SINO (Shutdown In Name Only)


Am I supposed to care about the latest (3rd in 2018, for the record) "shutdown" of the U.S. Government? Is all of this drama and blame game supposed to change my mind about substantive policy in this country?

I don't . . . and it doesn't.

For starters, the only reason I care about the "shutdown" is that it pisses me off that a bunch of politicians decide they want to have confrontational tactics to please their base; when such tactics result in real people being laid off; when such tactics underscore an already incessant notion that "public servants" are not admirable figures striving to better our society but instead "beaurocrats" to be derided, degraded, and discarded.

I think that if our politicians want to have a temper tantrum and shut down the government, then this "partial" shit has to stop. STOP making it convenient to throw a monkey wrench in the works. If we're shutting down the government, then lets shut it down. Stop sending SS checks. Stop making medicare payments. Stop paying the military (except those on active duty in a combat zone). Stop the customs office. Stop immigration services. Stop oversight of ports. These are easy.

I think the question is how far we want to go with this mechanism.

Do we shut down law enforcement? Do we stop the overnight lending at the fed?

Do we shut down courts?

What about prisons?

Anyway, I don't have all of those answers, but I adamantly believe that "shutdowns" should actually SHUT DOWN the government, at least in the main.

As to the second part of my initial inquiry: does this change my mind one iota with respect to domestic policy? Resoundingly not! I don't take philosophical guidance from bumper stickers and intellectual toddlers. To convince me to change my mind on substantive matters, one must show a measure of maturity and understanding of the issue before I engage in any sort of debate on the merits.

Friday, November 16, 2018

California Fires

I tend to think of some, but not all, of the wildfire problems in California in the same vein as I do the hurricane problems in FL. "Don't you kind of ask for these problems?" For example, if you live in Malibu, didn't you kind of ask for this? If you live on the coast in FL, didn't you kind of ask for the hurricane?

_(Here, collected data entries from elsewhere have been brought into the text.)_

PR #782, opened 2019-04-09
[DO NOT MERGE] Shared: PoC testing contracts versions

facuspagnuolo:
This is a proof of concept of how we could use previous versions of a contract in a test, it could be useful for testing upgrades for example. I proposed two alternatives here, either using a commit sha or a path to the build files of that version. 

Do not merge, it was just to show the idea.

### DIFF
--- a/future-apps/payroll/test/contracts/Payroll_upgrade.test.js
+++ b/future-apps/payroll/test/contracts/Payroll_upgrade.test.js
@@ -1,0 +1,16 @@
+const TruffleConfig = require('truffle-config')
+const TruffleContract = require('truffle-contract')
+const VersionedContractsProvider = require('@aragon/test-helpers/lib/VersionedContractsProvider')(web3, TruffleContract, TruffleConfig)
+
+contract('Payroll previous version', ([whatever]) => {
+  it.only('previous version should allow to call isAllowedToken when not initialized', async () => {
+    const commit = 'aff584ec78545cfb71415dcf2e56426e17a9f9cd'
+    const projectDir = 'future-apps/payroll'
+    const provider = VersionedContractsProvider.fromBranch({ commit, projectDir })
+
+    const PayrollOld = provider.getContract('Payroll')
+    const payroll = await PayrollOld.new()
+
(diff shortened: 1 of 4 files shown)


future-apps/payroll/test/contracts/Payroll_upgrade.test.js
```diff
@@ -0,0 +1,16 @@
+const TruffleConfig = require('truffle-config')
+const TruffleContract = require('truffle-contract')
+const VersionedContractsProvider = require('@aragon/test-helpers/lib/VersionedContractsProvider')(web3, TruffleContract, TruffleConfig)
+
+contract('Payroll previous version', ([whatever]) => {
+  it.only('previous version should allow to call isAllowedToken when not initialized', async () => {
+    const commit = 'aff584ec78545cfb71415dcf2e56426e17a9f9cd'
+    const projectDir = 'future-apps/payroll'
+    const provider = VersionedContractsProvider.fromBranch({ commit, projectDir })
```
sohkai: This is super, super cool!

shared/test-helpers/lib/VersionedContractsProvider.js
```diff
@@ -0,0 +1,83 @@
+const fs = require('fs')
+const path = require('path')
+const { spawnSync } = require('child_process')
+
+const APPS_GIT_URL = 'https://github.com/aragon/aragon-apps.git'
+
+module.exports = (web3, TruffleContract, TruffleConfig) => {
+  return class VersionedContractsProvider {
+    static fromBranch({ commit, source = APPS_GIT_URL, projectDir = '.', outputDir = 'tmp' }) {
```
sohkai: Wonder if we could be more generic than using "branch" terminology. I foresee us using tags most of the time, but I imagine there's a better abstraction for git references in general.

facuspagnuolo: I started it with a tag/branch abstraction, but I thought that maybe commit was more flexible. We can extend it to whatever we want actually :)

sohkai:
Closing for now; let's resurrect this (perhaps in [`contract-helpers`](https://github.com/aragon/contract-helpers)) when we are looking to do another contract upgrade.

Now, we see reports of private fire fighting forces rushing in to aid the wealthy landowners in parts of California, while the less-wealthy residents of interior California are essentially homeless. I recently read a review of a book entitled "Let Malibu Burn." The basic point was that the broader, less-fortunate public, should not have to spend one cent of public money to rebuild mansions on sites that will inevitably burn every 20 years or so.

I think the same thing holds true for Malibu Mansions and Miami Mansions. You chose to live there. You can handle the consequences. I find it endlessly frustrating that people tend to embrace libertarian "every man for himself" ideals right up to the point that they need help from the broader public. I find this particularly frustrating when the well-to-do embrace that ideal as to poor people's healthcare but reject it as to their own mansions.

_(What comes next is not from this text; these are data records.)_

PR #784, opened 2019-04-11
Update App Center copy

john-light:
- Finance app manifest + details
- Token Manager manifest + details
- Vault manifest + details
- Voting manifest + details


luisivan:
Won't get into 0.7, but will get into the immediate release after it, which should happen in a few days https://app.zenhub.com/workspaces/aragon-one-5c77a714eb692d24c2a8153e/issues/aragonone/product/56

sohkai:
@john-light This has been released on staging (e.g. https://aragon.staging.aragonpm.com/#/test.aragonid.eth/apps?p=installed.voting.aragonpm.eth).

john-light:
We might want to re-think the two-column layout:

Screenshot_2019-04-26 Aragon

bpierre:
Apart from the content size issue, it shouldn’t break after titles, that’s weird :thinking:  /cc @AquiGorka

sohkai:
@john-light We will move back to a one-column layout for the description in https://github.com/aragon/aragon/pull/750.

PR #786, opened 2019-04-12
Shared: Use time helpers mock in all apps

facuspagnuolo:


facuspagnuolo:
@sohkai I improved some of the tests to use `increasteTime` instead of mocking it every time. Feel free to take another look at it.

sohkai:
@facuspagnuolo Looks like the instrumentation during coverage fails due to the new mocks :/. Wonder if we have to add it to the skip list or etc.

facuspagnuolo:
@sohkai solcover is actually failing due to a compilation error that doesn't make sense, it is failing due to the functions being overwritten in the time helpers mock with the following error message:
```
TypeError: Overriding function changes state mutability from "nonpayable" to "view"
```

sohkai:
@facuspagnuolo That's why I think it's due to some instrumentation issue... usually that's the case if we have a `view` function declared in a contract whose instrumentation gets skipped but another contract that does not get skipped overrides it (since solidity-coverage strips away the `view`).

Let's not worry about this too much for now and look into it a bit later :).

PR #787, opened 2019-04-12
Payroll: Use new finance implementation

facuspagnuolo:
Updating Payroll contract to use new Finance interface


sohkai:
Ahh @facuspagnuolo I forgot to merge https://github.com/aragon/aragon-apps/pull/741 after it finished CI. It has this change :).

Saturday, November 10, 2018

Jam for Jay

By every account I've heard, Jay Koontz was a wonderful man. He died too young as a result of leukemia. His widow Linda has ever since hosted a concert at the Firefighters' Union Hall on Mass. Ave. entitled Jam for Jay as a fundraiser for leukemia and lymphoma research. It is a good event for a good cause. You can bring your own picnic and booze, if you're into that kind of thing.

I play in the band.

If you want to have some fun and donate money (if you can) to a good cause, please come out and join tonight at 7:00. As I said, it is on Mass. Ave., just southwest of College and across the street from the Mass. Ave. Pub. The Firefighters' Union Hall.



Friday, November 9, 2018

Economic Development Question

I hear often about "economic development" plans from localities that are essentially subsidizing private projects via tax dollars, either directly by backing bonds or indirectly by giving tax deferrals. Either way, these subsidies amount to millions of dollars spent by localities in furtherance of private industry.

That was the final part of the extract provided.